Three Thumbs Up - Josh's Frogs How-To Guides for Reptiles & Amphibians


----------



## Jmule (Jul 25, 2015)

Here's a picture of my vivarium, I was going to remove the ficus quercifolia because it's dying and replace it with some baby tears. Any other input on the tank would be appreciated. Also I found ranitomeya ventrimaculata Iquitos red/orange which I really like. Wondering if those seem like a good frog for a group in half a 55 gallon tank? If they would be good for a group, how many would you recommend for my size tank?


----------



## alogan (Jan 7, 2013)

They say 5 gallons minimum per frog, I'd say 3-4, but it varies on individual frog personalities as well.


----------



## Ghostkerbomb (Aug 2, 2015)

This may be very unhelpful, but I'd recommend getting the frogs you want, even if they me a bit considered a bit more difficult for a new keeper. You can't create genuine care for the animals. You have it or don't. And if you combine that with a solid amount of proper research and preparation...its a great start. Do your tank/plant work before getting frogs. Thumbs are smaller and faster than you may expect even if you've heard it before, and worrying about escapees is a headache you don't need.

Tldr, get the iquitos


----------



## greenthumbs (Nov 6, 2015)

If you have enough climbing space, shelter, bromeliads (amazonicus like to sleep in bromeliads), and open floor space with lots of leaf litter, I'd say you could keep 6 iquitos amazonicus in a 55 gallon tank easy. They do well in groups, and actually prefer being in larger groups, in my experience. It all depends on your setup.

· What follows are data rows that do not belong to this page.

PR #5060, opened 2021-09-12
Fix immovable savegame compatibility Long Long Way

Noordfrees:
Fixes https://www.widelands.org/forum/topic/5406
And I very much hope this does not break a different map in the process. The legacy immovable saveloading structure is an utter mess…


hessenfarmer (approved):
tested and working. could not find any other map with a packet version of 8 or 9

Edit: What do you mean by "half a 55 gallon tank"? What are the dimensions?


----------



## Spaff (Jan 8, 2011)

You'd be fine with a 2.2 or so of Iquitos in a tank that size. Keep in mind while planting that each male is going to want to stake out his own territory to call from, so design the landscape with multiple areas where they can move to and not be seen by other males to minimize aggression. Also, amazonica is in clade of Ranitomeya that does not feed their own tadpoles, so bromeliads are not necessarily an ideal plant and are unnecessary for the species. Larger-leafed aroids, gesneriads, etc. are just as good (or better) for cover and longevity within a tank. Providing an artificial deposition site for tadpoles (film can, glass container, etc.) or a natural one (watertight nut pod or similar) will allow you to monitor tadpole development, pull them if you so choose, and possibly add supplemental food without worry that the site will die and rot like can happen with bromeliads.


----------



## Jmule (Jul 25, 2015)

Well the tank itself is a 55 gallon but there is a divider in the center to cut it into 2 sides. There's also a great stuff and coco fiber background if that makes a difference.


----------



## Jmule (Jul 25, 2015)

Spaff said:


> You'd be fine with a 2.2 or so of Iquitos in a tank that size. Keep in mind while planting that each male is going to want to stake out his own territory to call from, so design the landscape with multiple areas where they can move to and not be seen by other males to minimize aggression. Also, amazonica is in clade of Ranitomeya that does not feed their own tadpoles, so bromeliads are not necessarily an ideal plant and are unnecessary for the species. Larger-leafed aroids, gesneriads, etc. are just as good (or better) for cover and longevity within a tank. Providing an artificial deposition site for tadpoles (film can, glass container, etc.) or a natural one (watertight nut pod or similar) will allow you to monitor tadpole development, pull them if you so choose, and possibly add supplemental food without worry that the site will die and rot like can happen with bromeliads.


Yeah, with other ranitomeya I have they like to sleep in the bromiliads so that why I put them in. I am planning on putting some film canisters in the tank for places for tadpoles to be deposited.


----------



## Jmule (Jul 25, 2015)

Spaff said:


> Also, amazonica is in clade of Ranitomeya that does not feed their own tadpoles, so bromeliads are not necessarily an ideal plant and are unnecessary for the species. Larger-leafed aroids, gesneriads, etc. are just as good (or better) for cover and longevity within a tank. Providing an artificial deposition site for tadpoles (film can, glass container, etc.) or a natural one (watertight nut pod or similar) will allow you to monitor tadpole development, pull them if you so choose, and possibly add supplemental food without worry that the site will die and rot like can happen with bromeliads.


And there is a Philodendren in the tank which I think falls under aroids.


----------



## FrogTim (Oct 1, 2015)

So the tank we are looking at is half of a 55gallon? I'm assuming the great stuff background is on the divider?


----------



## Jmule (Jul 25, 2015)

FrogTim said:


> So the tank we are looking at is half of a 55gallon? I'm assuming the great stuff background is on the divider?


Yup, the background and divider


----------



## FrogTim (Oct 1, 2015)

I would go with 3-4 vents or variabilis personally. But in the end, I say get the frogs you want and go with less than you think.


----------